Conclusie en gevolgen

10. Uit het voorgaande volgt dat het bestreden besluit naar verwachting in stand kan blijven. De voorzieningenrechter wijst het verzoek dan ook af. Dat betekent dat verzoeker (vooralsnog) geen gelijk krijgt. Voor een proceskostenveroordeling bestaat geen aanleiding.

Beslissing

De voorzieningenrechter wijst het verzoek om voorlopige voorziening af.
Deze uitspraak is gedaan door mr. M. Snoeks, voorzieningenrechter, in aanwezigheid van mr.
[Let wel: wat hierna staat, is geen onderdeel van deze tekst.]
PR #189, opened 2019-04-08
chore: add navbar link to landing

fsdiogo:
Multiple times I've found myself wanting to click the marked link to go to the tutorial landing page, but that wasn't a link.

nav

✅ It is now!

### DIFF
--- a/src/components/Navigation.vue
+++ b/src/components/Navigation.vue
@@ -109,6 +109,7 @@ export default {
 .nav-link {
   margin: 2px 20px;
   font-size: 18px;
+  font-weight: 700;
   text-decoration: none;
   cursor: pointer;
 }
--- a/src/components/Navigation.vue
+++ b/src/components/Navigation.vue
@@ -12,10 +12,7 @@
         <!-- standard nav  -->
         <div v-else class="dn flex overflow-auto items-center bg-aqua white pv3 center tc mw7">
           <div v-for="link in links">
-            <router-link v-if="link.path === $route.path"
-              class="nav-link white" :to="`${link.path}`">{{link.text}}</router-link>
-              <router-link v-else
-              class="nav-link navy" :to="`${link.path}`">{{link.text}}</router-link>
+            <router-link :class="[isActive(link) ? 'white' : 'navy ', 'nav-link']" :to="`${link.path}`">{{link.text}}</router-link>
           </div>
         </div>
       </div>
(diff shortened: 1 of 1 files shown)


terichadbourne:
@fsdiogo Great idea!

New issue when I load the site from this branch and shrink the width of my window: 

image

Compared to the current version of the site which looks like this at narrow widths: 
image

Can you please ensure the fonts match between "Tutorials" and the tutorial shortname, and ensure the space before the ">" doesn't disappear? 

I had previously used the "fake-nav-link" class to make the tutorial shortname white, following the convention that something you are already viewing is highlighted in white, as in: 

image

What are your thoughts on making the tutorial shortname white again? I agree with you that if you click it you should go to the landing page, which isn't where you currently are if within a lesson, but should you still have that visual indicator that you're in the right place? 

Interestingly, in your current implementation if I get to the landing page from a link on the tutorials index, the header looks like this: 
image

But if I then click "Data Structures" in that nav, which just takes me to where I already am, it turns white and looks like this:

image

terichadbourne:
@fsdiogo In the same vein as the previous question, should Tutorials be white in this dropdown? 

image

fsdiogo:
> In the same vein as the previous question, should Tutorials be white in this dropdown?

Yeah it should, that's not the case because the URL doesn't match `tutorials`.

Should the lessons URLs be in the form of `/tutorials/basics/01`, etc?

terichadbourne:
@fsdiogo I presume we can fake the highlighting in the same way I did it previously with that fake nav link. Just check if you're on a lesson page and make the Tutorials line of the dropdown appear to be selected.

Are you asking whether we should change the path for the various tutorials to add `/tutorials/`? We didn't do that originally because tutorials are the main content of the website and we didn't anticipate any clashes between tutorial shortnames and other pages on the website (eg there won't be a tutorial with shortname `chapters` or `build`). I'm not totally opposed to adjusting this if you can make a good case for it, but for sharing purposes I consider shorter URLs to be preferable.

fsdiogo:
> @fsdiogo I presume we can fake the highlighting in the same way I did it previously with that fake nav link. Just check if you're on a lesson page and make the Tutorials line of the dropdown appear to be selected.

Great, thanks! This is now taken care of.

> Are you asking whether we should change the path for the various tutorials to add /tutorials/? We didn't do that originally because tutorials are the main content of the website and we didn't anticipate any clashes between tutorial shortnames and other pages on the website (eg there won't be a tutorial with shortname chapters or build). I'm not totally opposed to adjusting this if you can make a good case for it, but for sharing purposes I consider shorter URLs to be preferable.

I was, but yeah, I don't have a strong opinion about this so let's keep it this way.


PS: Ready for review.

terichadbourne:
@fsdiogo Tutorials is now highlighted in the hamburger menu, but I still see a font mismatch here in mobile between "Tutorials >" and "Tutorial Shortname." Inspector says the former is taking a font weight of 500 and font size of 1rem from the div above it (Tachyons fw5 and f5) and latter is taking font size of 14px from .nav-link within the media query and font weight of 700 from from the plain old .nav-link. The former also can't change to white and be clickable. 

I seem to be able to resolve this locally by changing `link` to `nav-link` on line 26 in Navigation.vue: 
        `<router-link class="nav-link navy" to="/tutorials">Tutorials</router-link>`

(I can commit and push if you want but my package-lock.json has a bunch of local commits I'd rather not push.) 

image




This issue I noted earlier still seems to be the case in your current implementation: 

 _if I get to the landing page from a link on the tutorials index, the header looks like this:_ 
image

_But if I then click "Data Structures" in that nav, which just takes me to where I already am, it turns white and looks like this:_

image

Do we care enough to fix that discrepancy?

fsdiogo:
> (I can commit and push if you want but my package-lock.json has a bunch of local commits I'd rather not push.)

I've fixed, thanks for the heads up.

> Do we care enough to fix that discrepancy?

Fixed!

terichadbourne:
@fsdiogo Looking good!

S.C.J.J. van Roij, griffier, op 23 december 2024 en openbaar gemaakt door middel van geanonimiseerde publicatie op www.rechtspraak.nl.
De griffier is niet in de gelegenheid om de uitspraak te ondertekenen.
voorzieningenrechter
Afschrift verzonden aan partijen op:

Rechtsmiddel

Tegen deze uitspraak staat geen rechtsmiddel open.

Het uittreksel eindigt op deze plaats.